UC San Diego's Data Science/Machine Learning Platform (DSMLP) provides undergraduate and graduate students with access to research-class CPU/GPU resources for coursework, formal independent study, and student projects.
Built and operated by IT Services (ITS), with additional financial contributions from Cognitive Science and Jacobs School of Engineering, DSMLP leverages Qualcomm Institute's current research into cost-effective machine-learning cyberinfrastructure using Kubernetes and Docker container technologies.
Please note, DSMLP is not intended to store personally identifiable information (PII) or other sensitive data. It is also against policy to manually run code without the launch.sh script. For more info, see Policies below.
For course-specific questions, such as a problem with a homework assignment, please contact your Teaching Assistant or Instructor.
To report problems with DSMLP/datahub.ucsd.edu, or to request assistance, please contact the ITS Service Desk by emailing datahub@ucsd.edu to create a problem ticket. Include the following information:
If necessary, you may also reach the ITS Service Desk by phone/walk-in.
If you have modified your environment using pip, see "How Do I Fix My Local Environment" below.

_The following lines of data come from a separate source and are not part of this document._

PR #309, opened 2015-09-29
Use _POSIX_HOST_NAME_MAX instead of HOST_NAME_MAX.

ahf:
Fixes compilation on OS X.

### DIFF
--- a/src/irc/core/irc-expandos.c
+++ b/src/irc/core/irc-expandos.c
@@ -27,6 +27,8 @@
 #include "irc-channels.h"
 #include "nicklist.h"
 
+#include <limits.h>
+
 static char *last_join;
 
 /* last person to join a channel you are on */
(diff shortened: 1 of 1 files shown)


jillest:
Using the _POSIX_ versions of limits is in some sense wrong since they are the minimum (in this case) or maximum limit permitted by the standard. In that sense it is similar to hard-coding 255 (or 256, see below). In practice, though, it will be enough except in pathological situations where people try to break things.

Also, {HOST_NAME_MAX} does not include the terminating NUL, so 1 should be added for a buffer size.

ahf:
I'll hardcode it to 256 - all the functions requires a size boundary anyway. Thanks for the review, @jillest

dequis:
```
#ifndef HOST_NAME_MAX
#define HOST_NAME_MAX 256
#endif
```

?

There are also several self-help documents in the Specialized Instructional Computing Knowledge Base.
Log out of all Google accounts or open an incognito window. When prompted, enter your full UCSD email, "username@ucsd.edu", as your credentials. Currently only '@ucsd.edu' addresses are accepted in the Data Science and Machine Learning Platform, not departmental or divisional addresses such as '@eng.ucsd.edu' or '@physics.ucsd.edu'
Access is restricted to authorized users. Students may obtain access to DSMLP through the following methods:
UC San Diego Extension students enrolled in a DSMLP/datahub course should fill out the Concurrent Enrollment Account form and ask their instructor to add them to the course via Canvas.

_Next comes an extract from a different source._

PR #311, opened 2015-09-29
[WIP] TLS enhancements

ahf:
WIP, don't merge - only reviews. Please nitpick.


src/core/network-openssl.c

For more information on eligibility, visit the DSMLP page on blink.ucsd.edu.
Note that we perform required weekly patching on datahub/DSMLP every Wednesday from 6-8 AM Pacific Time. This may result in reduced capacity, and depending on the nature of the update, the service as a whole may be inaccessible.
After logging in, make sure you are selecting the correct container for your course on the "Select your (Course) Environment" page. The course name will be identified on the container. Some courses have multiple containers available; consult with your TA/instructor for guidance.
After launching your container, you will see the Jupyter notebook server environment. To open a new Jupyter notebook, select "New" (top right of page), then "Python 3".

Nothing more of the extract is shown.